Это и твой ребенок тоже! Сам иди с ней гуляй!
Сэнди, я так устал, а мне сегодня вечером опять надо быть в форме.
Да, конечно. Это все твои дурацкие отговорки.
Кто-то же должен зарабатывать деньги, правда?
Точно! Тогда ты сиди дома, а я пойду работать! Уж какую-нибудь работу я найду!
Будучи парикмахером без свидетельства о присвоении квалификации (роды помешали его получить), она, естественно, не смогла бы найти работу, позволявшую прокормить семью из трех человек. Однако когда он давал ей это понять, Сэнди каждый раз просто бесилась.
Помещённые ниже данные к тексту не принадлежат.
PR #168, opened 2022-12-01
updates theme.json to v2 for compatibility with filtering

jacobdubail:
### Description of the Change

This updates the theme.json version to v2 for compatibility with the new theme.json filters. It also updates keys to match v2 schema.

### How to test the Change

Confirm custom styles are applying to the theme.

### Checklist:

### DIFF
--- a/themes/10up-theme/theme.json
+++ b/themes/10up-theme/theme.json
@@ -1,5 +1,5 @@
 {
-  "$schema": "https://schemas.wp.org/wp/6.0/theme.json",
+  "$schema": "https://schemas.wp.org/wp/6.1/theme.json",
   "version": 2,
   "settings": {
     "color": {
--- a/themes/10up-theme/theme.json
+++ b/themes/10up-theme/theme.json
@@ -1,5 +1,6 @@
 {
-  "version": 1,
+  "$schema": "https://schemas.wp.org/wp/6.0/theme.json",
+  "version": 2,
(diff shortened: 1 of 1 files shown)


themes/10up-theme/theme.json
```diff
@@ -1,5 +1,6 @@
 {
-  "version": 1,
+  "$schema": "https://schemas.wp.org/wp/6.0/theme.json",
```
fabiankaegy: We should use 6.1 at this point :)

fabiankaegy (approved):
Thanks for the update! Added one comment that I think should be changed before merging but otherwise good to go 👍

themes/10up-theme/theme.json
jacobdubailcadmv: Thanks for catching this! I pushed a new commit that updates the schema to 6.1

fabiankaegy (approved):

fabiankaegy:
@jacobdubail If you want to you can also change the base of this PR to the `trunk` branch. We will want to use the update for the entire scaffold :)

joesnellpdx:
@jacobdubail 

We want to have the filter for the theme.json updates in here -right? Or is that still up for discussion?

joesnellpdx:
ohh... @jacobdubail I see how you are doing it now.. and that's actually pretty slick!!

PR #170, opened 2023-01-06
auto versioning for editor styles

hugosolar:
### Description of the Change

We found some instances where we included editorStyles but these are enqueued using the WordPress Core version by default and this can be problematic each time we update those styles since the file are being long-term cached by the environment. I made this fix to ensure we're automatically registering the styles with a dynamic version and then just passing the style handler to the block.json.

### How to test the Change
Run `npm run install && npm run build` and then test the theme in a WordPress install.
check the network panel once you enter to the block editor and look for the CSS file included in the editor as part of the example-block. The file should have the `ver` parameter something like `?ver=1672948490` instead of `?ver=6.1.1`

### Credits
Props @hugosolar 

### Checklist:

### DIFF
--- a/composer.json
+++ b/composer.json
@@ -17,5 +17,10 @@
   "scripts": {
     "lint": "phpcs .",
     "lint-fix": "phpcbf ."
+  },
+  "config": {
+    "allow-plugins": {
+      "dealerdirect/phpcodesniffer-composer-installer": true
+    }
   }
 }
--- a/themes/10up-theme/includes/blocks.php
+++ b/themes/10up-theme/includes/blocks.php
@@ -61,8 +61,21 @@ function register_theme_blocks() {
 		foreach ( $block_json_files as $filename ) {
 
 			$block_folder = dirname( $filename );
+			$block_name   = basename( $block_folder );
 
 			$block_options = [];
+
+			/**
+			 * Register block editor style with automated versioning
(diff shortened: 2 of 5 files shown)


fabiankaegy:
Thanks for creating this PR. I will have to spend a little more time with it early next week to see whether there are alternate approaches. 

I was unaware of the different handling for styles compared to scripts. I had assumed it also uses the generated version from the `asset.php` file. But that isn't the case. Instead core expects the `block.json` file to contain a `version` which will get used as the cash invalidator. If no version is set the core version will get used. 

> The current version number of the block, such as 1.0 or 1.0.3. It's similar to how plugins are versioned. This field might be used with block assets to control cache invalidation, and when the block author omits it, then the installed version of WordPress is used instead.

See: https://github.com/WordPress/gutenberg/blob/trunk/docs/reference-guides/block-api/block-metadata.md#version

This here is where it actually happens in core: https://github.com/WordPress/wordpress-develop/blob/5a497225b286964ff9302a21272731172840ed05/src/wp-includes/blocks.php#L249

hugosolar:
@fabiankaegy I was thinking about having `{file}.asset.php` for those styles but not sure how to handle that with `10up-toolkit`. Do you think that could be a better approach?

fabiankaegy:
@hugosolar Thanks again for your suggestions in here. Since this has been resolved in toolkit version 5.1 we can close this PR here.

PR #172, opened 2023-02-15
Fix issue with static methods in class autoloader

darylldoyle:
### Description of the Change
In #158 we added a way to auto-initialise and load classes in the MU plugin and theme.
Because the classfinder uses static methods, it only works on a single application root.

To get around this, we need to manually set the application root before we look for classes in a namespace, so that it can find the right composer.json file

This has been tested on a client project that's using this version of the scaffold.

### How to test the Change
- Add a class to the MU plugin and another to the theme. 
- Make sure that both are registered.

### Changelog Entry
* Fixed - Issue with class loading conflict.

### Checklist:

### DIFF
--- a/mu-plugins/10up-plugin/includes/classes/ModuleInitialization.php
+++ b/mu-plugins/10up-plugin/includes/classes/ModuleInitialization.php
@@ -56,7 +56,9 @@ class ModuleInitialization {
 	 * @return array
 	 */
 	protected function get_classes() {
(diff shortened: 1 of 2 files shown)


darylldoyle:
@joesnellpdx @tlovett1 wondering if one of you could review this since it fixes a bug that could cause engineers some pain in the scaffold.

christianc1 (approved):

fabiankaegy (approved):
Tested this on a project and it works great (y)

PR #173, opened 2023-03-09
Fix incorrect formatting in all editorconfig files

bjorn2404:
### Description of the Change

Fixes formatting error for `crlf` line in all repository .editorconfig files. This may have been originally copied over from [wordpress-deveop](https://github.com/WordPress/wordpress-develop/blob/master/.editorconfig) (see link for correct usage). I initially thought of just removing `wp-config-sample.php` from the files since the purpose isn't 100% clear but instead updated the PR to the correct format.

image

* Multiple items need to be wrapped with curly braces. Docs on [Glob Expressions](https://spec.editorconfig.org/#glob-expressions).

Closes #

### Credits

Props @bjorn2404 

### Checklist:

### DIFF
--- a/.editorconfig
+++ b/.editorconfig
@@ -11,5 +11,5 @@ indent_style = tab
 indent_style = space
 indent_size = 2
 
-[*.txt]
+[{*.txt,wp-config-sample.php}]
 end_of_line = crlf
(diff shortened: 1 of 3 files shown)


darylldoyle (approved):
Thanks @bjorn2404, this is great!

PR #176, opened 2023-05-03
Fix mu-plugin entry file referencing wrong variable

theskinnyghost:
### Description of the Change
The mu-plugin main file was referencing a PHP constant defined in the theme, which gets loaded after the mu-plugin causing the site to break.

### How to test the Change
Install WP scaffold and setup composer/npm. The site should just work.

### Credits
Props @theskinnyghost 

### Checklist:


fabiankaegy (approved):
Thanks for the fix :)

PR #184, opened 2023-05-24
Remove manifest.json

### LINKED ISSUE #118: Rethink inclusion of `manifest.json` inclusion in scaffold
One thing I've noticed again and again over the past few years is that the default values in the `manifest.json` file don't get changed. Most sites don't require it and don't get built as PWA's at this point. And since more browsers started using the `theme_color` for styling bits of their UI this can lead to unfortunate visuals. 

https://github.com/10up/wp-scaffold/blob/ce3177347c810bd0cba5f18e9de45afba499eef9/themes/10up-theme/manifest.json#L9

| iOS | macOS |
|-----|--------|
|Simulator Screen Shot - iPhone 12 - 2022-05-03 at 08 23 49|CleanShot 2022-05-03 at 08 27 26@2x|

If used correctly the `theme_color` is very useful. But currently, I think that it more often gets "forgotten" and stays with the default value which is creating a bad experience.

tlovett1:
Removes `manifest.json` and the code adding it to `wp_head`. We don't need to make our projects PWAs. Also, no teams are actually updating the manifest so our client websites have app install buttons that say "10up Theme".

Screen Shot 2023-05-24 at 9 31 11 AM


fabiankaegy:
Thank you for doing this. I raised that a while ago in #118 but didn’t get much feedback. 

I’m all on board with this

tlovett1:
@fabiankaegy wish I'd seen that. Sorry!

PR #185, opened 2023-06-06
Fix with a problem related to composer install, added .prettierignore & npm update

bmarshall511:
### Description of the Change

4th day here at 10up and working through the orientation for engineering in setting up the wp-scaffold. Ran into an issue when first setting it up related to composer. Specifically when running `composer install`. Got the following error:

```
Warning: The lock file is not up to date with the latest changes in composer.json. You may be getting outdated dependencies. It is recommended that you run `composer update` or `composer update <package name>`.
Your lock file does not contain a compatible set of packages. Please run composer update.
```

image

To fix, updated composer & included additional info in the README.md should devs run into this in the future.

Also, added a .prettierignore for those using prettier to format code, ignoring markdown files so avoid it removing spaces that are intended.

### How to test the Change
On a fresh setup, run `composer install` in the root of `wp-content`.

Итак, Давид ничего ей не сказал, а вместо этого беспокойно ворочался в кровати, и наконец, устав до смерти, в четыре часа пополудни поднялся, взял дочь на руки, и стал ходить с ней по коридору взад-вперед. Туда-сюда, туда-сюда. Это на какое-то время помогло. Сэнди смогла позволить себе короткий послеобеденный сон. Она тоже устала, и он знал, как сильно. Ребенок просыпался несколько раз за ночь, а его никогда не бывало рядом, чтобы помочь жене. Ей тоже было нелегко.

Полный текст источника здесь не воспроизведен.